= Beginning of Section =

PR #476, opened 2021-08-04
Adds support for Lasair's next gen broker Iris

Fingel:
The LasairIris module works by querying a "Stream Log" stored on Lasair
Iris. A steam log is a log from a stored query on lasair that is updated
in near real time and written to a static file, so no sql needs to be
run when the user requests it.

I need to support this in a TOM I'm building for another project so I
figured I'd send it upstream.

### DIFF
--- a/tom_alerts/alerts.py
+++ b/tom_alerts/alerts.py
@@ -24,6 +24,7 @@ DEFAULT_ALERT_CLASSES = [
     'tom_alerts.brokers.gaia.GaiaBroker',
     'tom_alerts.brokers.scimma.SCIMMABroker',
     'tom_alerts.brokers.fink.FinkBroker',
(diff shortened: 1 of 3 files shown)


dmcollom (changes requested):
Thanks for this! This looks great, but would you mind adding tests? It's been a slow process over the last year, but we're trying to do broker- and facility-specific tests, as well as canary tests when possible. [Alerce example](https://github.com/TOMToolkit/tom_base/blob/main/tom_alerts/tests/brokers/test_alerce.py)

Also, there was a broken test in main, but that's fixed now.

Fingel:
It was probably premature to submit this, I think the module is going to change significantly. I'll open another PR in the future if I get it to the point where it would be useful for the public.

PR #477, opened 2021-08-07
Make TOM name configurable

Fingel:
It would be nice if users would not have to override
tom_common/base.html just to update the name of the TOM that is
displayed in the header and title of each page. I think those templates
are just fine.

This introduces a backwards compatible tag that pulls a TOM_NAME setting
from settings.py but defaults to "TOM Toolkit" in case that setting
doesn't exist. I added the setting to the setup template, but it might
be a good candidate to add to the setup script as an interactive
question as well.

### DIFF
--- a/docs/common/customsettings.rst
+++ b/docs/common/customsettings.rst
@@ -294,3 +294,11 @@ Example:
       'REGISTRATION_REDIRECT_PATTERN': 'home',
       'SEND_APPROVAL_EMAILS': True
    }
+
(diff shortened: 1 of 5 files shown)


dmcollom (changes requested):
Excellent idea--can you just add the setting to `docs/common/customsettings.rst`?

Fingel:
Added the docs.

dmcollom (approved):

= End of Section =
= Beginning of Section =

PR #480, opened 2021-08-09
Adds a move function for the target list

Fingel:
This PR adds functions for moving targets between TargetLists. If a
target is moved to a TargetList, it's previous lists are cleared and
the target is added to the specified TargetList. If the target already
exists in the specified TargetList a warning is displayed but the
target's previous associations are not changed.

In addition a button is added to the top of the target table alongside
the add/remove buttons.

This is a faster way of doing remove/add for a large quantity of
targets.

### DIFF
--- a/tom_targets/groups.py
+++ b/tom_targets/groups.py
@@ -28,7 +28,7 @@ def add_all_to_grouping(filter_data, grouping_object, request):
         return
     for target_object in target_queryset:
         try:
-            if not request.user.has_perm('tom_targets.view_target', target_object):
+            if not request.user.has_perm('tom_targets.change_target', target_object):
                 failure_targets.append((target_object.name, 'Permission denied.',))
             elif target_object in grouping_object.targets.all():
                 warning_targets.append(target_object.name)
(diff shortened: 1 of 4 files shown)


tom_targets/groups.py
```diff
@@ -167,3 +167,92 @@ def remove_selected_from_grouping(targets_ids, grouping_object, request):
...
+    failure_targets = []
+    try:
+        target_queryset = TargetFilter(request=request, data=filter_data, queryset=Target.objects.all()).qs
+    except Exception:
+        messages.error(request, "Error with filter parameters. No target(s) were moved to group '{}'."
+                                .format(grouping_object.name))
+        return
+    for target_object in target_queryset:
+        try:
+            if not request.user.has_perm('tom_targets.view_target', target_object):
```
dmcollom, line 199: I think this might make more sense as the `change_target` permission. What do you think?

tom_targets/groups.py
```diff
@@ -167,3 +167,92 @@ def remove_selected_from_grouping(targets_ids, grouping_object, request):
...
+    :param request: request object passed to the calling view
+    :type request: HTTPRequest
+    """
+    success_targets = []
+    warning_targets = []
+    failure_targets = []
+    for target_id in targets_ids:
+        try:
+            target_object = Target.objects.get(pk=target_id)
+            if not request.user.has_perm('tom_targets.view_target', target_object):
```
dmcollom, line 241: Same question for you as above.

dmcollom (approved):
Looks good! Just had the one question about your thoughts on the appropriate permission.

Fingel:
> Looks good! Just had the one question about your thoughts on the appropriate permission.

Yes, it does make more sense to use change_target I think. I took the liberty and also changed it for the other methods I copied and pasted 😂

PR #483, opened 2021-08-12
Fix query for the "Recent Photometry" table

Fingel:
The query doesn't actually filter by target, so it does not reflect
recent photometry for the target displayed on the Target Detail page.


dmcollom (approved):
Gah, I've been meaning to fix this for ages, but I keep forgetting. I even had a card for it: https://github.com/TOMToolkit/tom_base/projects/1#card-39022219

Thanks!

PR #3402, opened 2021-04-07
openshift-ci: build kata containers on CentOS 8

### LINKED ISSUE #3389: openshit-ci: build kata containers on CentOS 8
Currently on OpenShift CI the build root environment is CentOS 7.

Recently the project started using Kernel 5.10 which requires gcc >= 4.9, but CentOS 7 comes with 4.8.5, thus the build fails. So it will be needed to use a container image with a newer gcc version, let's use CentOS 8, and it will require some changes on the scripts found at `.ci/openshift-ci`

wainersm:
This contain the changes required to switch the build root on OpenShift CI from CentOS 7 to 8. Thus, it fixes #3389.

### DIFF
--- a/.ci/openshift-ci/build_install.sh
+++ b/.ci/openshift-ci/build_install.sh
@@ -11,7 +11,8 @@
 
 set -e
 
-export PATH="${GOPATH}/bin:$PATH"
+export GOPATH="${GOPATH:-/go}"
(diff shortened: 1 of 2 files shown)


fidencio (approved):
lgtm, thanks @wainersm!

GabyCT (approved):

= End of Section =

* _WHAT IS BEING ASKED_:
Print only what lies in the material above starting at the line with "PR #476, opened 2021-08-04" and ending at the line with "doesn't exist. I", every line exactly as given.

* _EXERCISE ANSWER_:
PR #476, opened 2021-08-04
Adds support for Lasair's next gen broker Iris

Fingel:
The LasairIris module works by querying a "Stream Log" stored on Lasair
Iris. A steam log is a log from a stored query on lasair that is updated
in near real time and written to a static file, so no sql needs to be
run when the user requests it.

I need to support this in a TOM I'm building for another project so I
figured I'd send it upstream.

### DIFF
--- a/tom_alerts/alerts.py
+++ b/tom_alerts/alerts.py
@@ -24,6 +24,7 @@ DEFAULT_ALERT_CLASSES = [
     'tom_alerts.brokers.gaia.GaiaBroker',
     'tom_alerts.brokers.scimma.SCIMMABroker',
     'tom_alerts.brokers.fink.FinkBroker',
(diff shortened: 1 of 3 files shown)


dmcollom (changes requested):
Thanks for this! This looks great, but would you mind adding tests? It's been a slow process over the last year, but we're trying to do broker- and facility-specific tests, as well as canary tests when possible. [Alerce example](https://github.com/TOMToolkit/tom_base/blob/main/tom_alerts/tests/brokers/test_alerce.py)

Also, there was a broken test in main, but that's fixed now.

Fingel:
It was probably premature to submit this, I think the module is going to change significantly. I'll open another PR in the future if I get it to the point where it would be useful for the public.

PR #477, opened 2021-08-07
Make TOM name configurable

Fingel:
It would be nice if users would not have to override
tom_common/base.html just to update the name of the TOM that is
displayed in the header and title of each page. I think those templates
are just fine.

This introduces a backwards compatible tag that pulls a TOM_NAME setting
from settings.py but defaults to "TOM Toolkit" in case that setting
doesn't exist. I added the setting to the setup template, but it might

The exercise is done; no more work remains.